# Weird IP blocks on my newly installed firewall



## FloridaFisher (Oct 2, 2009)

I JUST installed ZoneAlarm (not pro.. the free one..) and I get a notification as soon as I did the restart after the complete installation.. also.. peerguardian picked up an odd assortment of logs as well.. if anyone could explain either logs to me I would greatly appreciate it.. I look forward to being a regular user here.. actually used a real email : p lol.. thanks for the help guys and girls!
Zone Alarm Log(Hundreds upon hundreds this is just a tiny sample of what it's logging)









PeerGuardian2 Log(Some of these are from my browser.. but one's from the army? wth? lol)


----------



## koala (Mar 27, 2005)

PG2 seems to be blocking attempts to connect to your port 12226. Do you have any file sharing or torrent software installed? Are you sharing any movies? (Verestar and Army monitor these files before taking the user to court)


----------



## FloridaFisher (Oct 2, 2009)

appreciate your post and reply.. 
I have no clue what you're talking about(no I'm not trying to give you a hard time.. )
but.. if one was using a torrent program.. what is 'Army' and what is the 'Verestar' thing? Why do they continue to access if they only log ips(given the nature of said companies that you've mentioned)? wondering for educational purposes of course.. 
what is so significant about this port?

thanks again!


----------



## koala (Mar 27, 2005)

I'm not saying you're file sharing or running any torrent software, just that it's one possiblity that would explain why Verestar (anti-p2p) and the Army (used by movie companies to monitor file sharers) would be monitoring one particular port.

Do you have any file sharing or torrent software installed?


----------



## FloridaFisher (Oct 2, 2009)

UPDATE: 
It's now 7:38 A.M. The log appears to have stopped it's scrolling of all the IPs and PG2 hasn't blocked anything since 5:27 apparently.

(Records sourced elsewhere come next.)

PR #785, opened 2020-03-03
Add Lindera to README.md

mosuka:
Could you add [Lindera](https://github.com/lindera-morphology/lindera-tantivy) to the third party tokenizer listed in README.md?


fulmicoton:
Can you put lindera in first place?

mosuka:
Thanks.
I put Lindera at the beginning of a Japanese tokenizer. How about this?

PR #1667, opened 2022-11-08
Refactoring `Query::Weight` to not need a Searcher when scoring is disabled.

fulmicoton:
This refactoring makes it possible to remove the IndexReader from the IndexWriter.
Delete queries do not require scoring, and should not require a searcher.

### DIFF
--- a/src/core/searcher.rs
+++ b/src/core/searcher.rs
@@ -4,7 +4,7 @@ use std::{fmt, io};
 
 use crate::collector::Collector;
 use crate::core::{Executor, SegmentReader};
-use crate::query::Query;
+use crate::query::{EnableScoring, Query};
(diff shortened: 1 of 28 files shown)


trinity-1686a (commented):
I believe not reloading the `IndexReader` prevent deletion of old segments.
We should clarify if it is indeed the case, or not. And if it is, find a place to reload the `IndexReader` often enough it's not keeping too many files alive

fulmicoton:
> I believe not reloading the `IndexReader` prevent deletion of old segments. We should clarify if it is indeed the case, or not. And if it is, find a place to reload the `IndexReader` often enough it's not keeping too many files alive

Great great point! I'll find a workaround.

trinity-1686a (approved):
LGTM

PR #1672, opened 2022-11-10
Allow range query on fastfield without INDEXED

PSeitz:


fulmicoton (approved):

fulmicoton:
do we allow range query on ip fields if they are not fastfield?

If so, can you add a simple unit test for both case to cover that possibillity (can be in a separate PR)?

PSeitz:
> do we allow range query on ip fields if they are not fastfield?
> 
> If so, can you add a simple unit test for both case to cover that possibillity (can be in a separate PR)?

Yes, and there's a test already: https://github.com/quickwit-oss/tantivy/pull/1627

PR #1674, opened 2022-11-10
add header with codec type for u128

PSeitz:


fastfield_codecs/src/serialize.rs
```diff
@@ -167,7 +190,11 @@ pub fn serialize_u128<F: Fn() -> I, I: Iterator<Item = u128>>(
     num_vals: u32,
     output: &mut impl io::Write,
 ) -> io::Result<()> {
-    // TODO write header, to later support more codecs
+    let header = U128Header {
+        num_vals,
+        codec_type: U128FastFieldCodecType::CompactSpace,
+    };
+    header.serialize(output)?;
```
fulmicoton, line 197: Can you add a dumb unit test testing `deserialize(serialize(T)) == T` on a simple sample?

fulmicoton (approved):

fastfield_codecs/src/serialize.rs
```diff
@@ -98,6 +98,29 @@ impl Header {
     }
 }
 
+#[derive(Debug, Copy, Clone)]
+pub(crate) struct U128Header {
+    pub num_vals: u32,
+    pub codec_type: U128FastFieldCodecType,
```
fulmicoton, line 104: I'm a  bit confused... Why do we need `num_vals` and are you planning to handle sparsity in a non-generic way?

PSeitz: sparsity would be a general solution with a separate index

PR #1680, opened 2022-11-14
[Discussion] Removing the need for column on Multivalued blabla

fulmicoton:


src/query/range_query_ip_fastfield.rs
```diff
@@ -202,47 +200,72 @@ impl IpRangeDocSet {
             true
         }
     }
+}
 
-    /// Fetches a block for docid range [next_fetch_start .. next_fetch_start + HORIZON]
+trait SingleOrMultivalued {
```
fulmicoton, line 205: A better name would be nicer...

PR #1687, opened 2022-11-19
Added a `expand_dots` JsonObjectOptions.

fulmicoton:


src/schema/json_object_options.rs
```diff
@@ -26,6 +28,16 @@ impl JsonObjectOptions {
         self.indexing.is_some()
     }
 
+    /// Returns `true` iff the json object should be indexed.
+    pub fn is_expand_dots_enabled(&self) -> bool {
```
trinity-1686a: doc comment is copy-pasted from above, not actually describing *this* function

src/schema/json_object_options.rs
```diff
@@ -26,6 +28,16 @@ impl JsonObjectOptions {
...
+        self.expand_dots_enabled
+    }
+
+    pub fn set_expand_dots_enabled(mut self) -> Self {
```
trinity-1686a, line 49: missing doc comment

trinity-1686a (changes requested):
See comments.
Also I think having a `const EXPAND_DOT` or something along the line would be a nice to have

trinity-1686a (approved):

I have shut off quite a few things after I noticed those.. I killed PG2, Another misc program, and I disabled my internet connection.. I gave it a few minutes and got a little more attempt notices then they just stopped.. 
I've found this site:
http://forums.phoenixlabs.org/showthread.php?t=14841
I guess this Verestar company was bought out by a company called SES Americon or they work along side of them.. 
http://www.fcc.gov/transaction/verestar-ses_americom.html
I really have no clue yet.. I'll figure it out eventually hopefully.. or maybe you can help? 
and this was a little random.. lol..
http://cryptome.org/echelon-ch.htm

thanks again!


----------



## koala (Mar 27, 2005)

Do you have any file sharing or torrent software installed?

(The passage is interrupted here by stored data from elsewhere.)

PR #1691, opened 2022-11-22
prepare fastfield format for null index

PSeitz:
With the upcoming null handling/sparse data, the format will change for fast fields. 
Serialize a null index footer that reflects a `Full` column, to avoid compatibility issues for the next tantivy version

### DIFF
--- a/fastfield_codecs/src/compact_space/mod.rs
+++ b/fastfield_codecs/src/compact_space/mod.rs
@@ -373,7 +373,7 @@ impl CompactSpaceDecompressor {
 
         let compact_from = compact_from.unwrap_or_else(|pos| {
             // Correctness: Out of bounds, if this value is Err(last_index + 1), we early exit,
-            // since the to_value also mapps into the same non-mapped spacemich
+            // since the to_value also mapps into the same non-mapped space
             let range_mapping = self.params.compact_space.get_range_mapping(pos);
             range_mapping.compact_start
         });
--- a/fastfield_codecs/src/compact_space/mod.rs
+++ b/fastfield_codecs/src/compact_space/mod.rs
@@ -457,7 +457,7 @@ mod tests {
 
     use super::*;
     use crate::format_version::read_format_version;
-    use crate::null_index_footer::NullIndexFooter;
+    use crate::null_index_footer::read_null_index_footer;
     use crate::serialize::U128Header;
     use crate::{open_u128, serialize_u128};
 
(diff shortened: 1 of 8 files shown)


fulmicoton:
I don't understand what this PR is about. Can you edit the description and the commit message? @PSeitz

PSeitz:
> I don't understand what this PR is about. Can you edit the description and the commit message? @PSeitz

I modified the commit message

fulmicoton (changes requested):
I don't think this is putting us on the right track for backward compatibility.

Here are the issue I have:
- The footer is constant length.
- It implements stuff for one future that is not there.
- The footer is 11 bytes long and replicated for every column. once we have sparse columns we may end up with a lot of columns. 11 bytes is a bit wasteful (not so terrible but well)

I think we could...
End the fastfield file by a codec version and a magic number.

A codec object would have  a `fn load(&self, data: OwnedBytes) -> Result<_, _>`  instead of the load method in the fastfield_codecs crate.

PSeitz:
> It implements stuff for one future that is not there.

In just describes the current state, which will be compatible with the future.

> The footer is 11 bytes long and replicated for every column. once we have sparse columns we may end up with a lot of columns. 11 bytes is a bit wasteful (not so terrible but well)

It's 18bytes, that's ~2kb for 100columns, I don't think this will ever be relevant. No problem to change it though.

> I think we could...
> End the fastfield file by a codec version and a magic number.

I think that's a good idea in general and should be added. 

The downside to do that _instead_,  is to introduce a new version and with it all the annoying version handling when one will be fine.



> A codec object would have a fn load(&self, data: OwnedBytes) -> Result<_, _> instead of the load method in the fastfield_codecs crate.

We already have that 
```
fn open_from_bytes(mut data: OwnedBytes, header: NormalizedHeader) -> io::Result<Self::Reader>
```

fastfield_codecs/src/compact_space/mod.rs
```diff
@@ -373,7 +373,7 @@ impl CompactSpaceDecompressor {
 
         let compact_from = compact_from.unwrap_or_else(|pos| {
             // Correctness: Out of bounds, if this value is Err(last_index + 1), we early exit,
-            // since the to_value also mapps into the same non-mapped space
+            // since the to_value also mapps into the same non-mapped spacemich
```
fulmicoton:
```suggestion
            // since the to_value also mapps into the same non-mapped space
```

fastfield_codecs/src/null_index_footer.rs
```diff
@@ -0,0 +1,121 @@
...
+    // Unused for NullIndexCodec::Full
+    pub(crate) null_index_byte_range: Range<u64>,
+}
+
+impl BinarySerializable for NullIndexFooter {
+    fn serialize<W: Write>(&self, writer: &mut W) -> io::Result<()> {
+        self.cardinality.serialize(writer)?;
+        self.null_index_codec.serialize(writer)?;
+        VInt(self.null_index_byte_range.start).serialize(writer)?;
+        VInt(self.null_index_byte_range.end).serialize(writer)?;
```
fulmicoton: Can you switch to encoding `end-start` instead of `end`

fulmicoton (approved):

Which programs did you shut down?


----------



## FloridaFisher (Oct 2, 2009)

Yes. UTorrent is currently installed.
Everything I'm reading states Verestar went out of business.. etc..
What's with the monitoring of a single port though? can they see sent packets, connections, etc? I've tried to ping all of these ips.. nothing.. ARIN whois won't even read half of them.. should I do anything? anything to be done?


----------



## koala (Mar 27, 2005)

The only advice we can give that will stop these companies monitoring your online activity is to uninstall utorrent and see if the problem goes away.

If uninstalling doesn't fix it, post back with more details about which programs are running, but please read the forum rules about p2p before posting again. We can't offer any support for p2p-related problems.


----------



## FloridaFisher (Oct 2, 2009)

I shut down pretty much everything including my internet.. I won't allow this kinda crap to access my comp.. I'm still wondering why the address blocked aren't giving any info as to where they come from.. I did however get a timewarner and a comcast and a bunch of other miscellaneous crap logged.. 
Glad I have ZA, ESET, & PG2 running.. lol..


----------



## FloridaFisher (Oct 2, 2009)

ahh I appologize.. I just googled tech support and you were the first to pop up.. I didn't take time to read the rules like an idiot.. but in the future I will not ask about anything that I know is related to p2p.. sorry again.. and thanks again!


----------



## FloridaFisher (Oct 2, 2009)

although I did pull this (94.70.50.151) out of my firewall log.. then I googled it.. came up with this:

94.70.51.78 | Mail Server | Dictionary Attacker | IP Address ...
94.70.50.151 | S. 94.70.50.153. 94.70.50.155 | S. 94.70.50.162 | S. 94.70.50.164 | S. 94.70.50.165. 94.70.50.166 | S. 94.70.50.173. 94.70.50.180 | S ...
www.projecthoneypot.org/ip_94.70.51.78 - Similar

and 

Bots vs Browsers Ip Directory Results for 94.70.50.0 to 94.70.50.255
94.70.50.151 94.70.50.152 94.70.50.153 94.70.50.154 94.70.50.155 94.70.50.156 94.70.50.157 94.70.50.158 94.70.50.159 94.70.50.160 94.70.50.161 94.70.50.162 ...
www.botsvsbrowsers.com/ip/94.70.50.?/index.html - Cached - Similar


----------



## koala (Mar 27, 2005)

If you're not sharing copyright-protected files with utorrent and your firewall is blocking these IPs, you've got nothing to worry about. The firewall is doing its job properly.


----------



## Ried (Jan 11, 2005)

As is mentioned in the Forum Rules, we cannot provide P2P support. As such, this thread is closed.


----------